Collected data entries
━━━━━━━━━━━━━━━━━━━━

PR #52, opened 2024-09-18
Adapt fees to decalred effective balance

GalRogozinski:
# Description

Have users update their effective balance on the contract so correct fees can be calculated after [EIP-7251](https://eips.ethereum.org/EIPS/eip-7251) is deployed on Ethereum.

### DIFF
--- a/sips/adapt_fees_to_declared_effective_balance.md
+++ b/sips/adapt_fees_to_declared_effective_balance.md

━━━━━━━━━━━━━━━━━━━━

## TASK DESCRIPTION:
Reply with nothing but a number: how many lines of the entries above contain the string "sips"?

## ANSWER FOR THE TASK:
2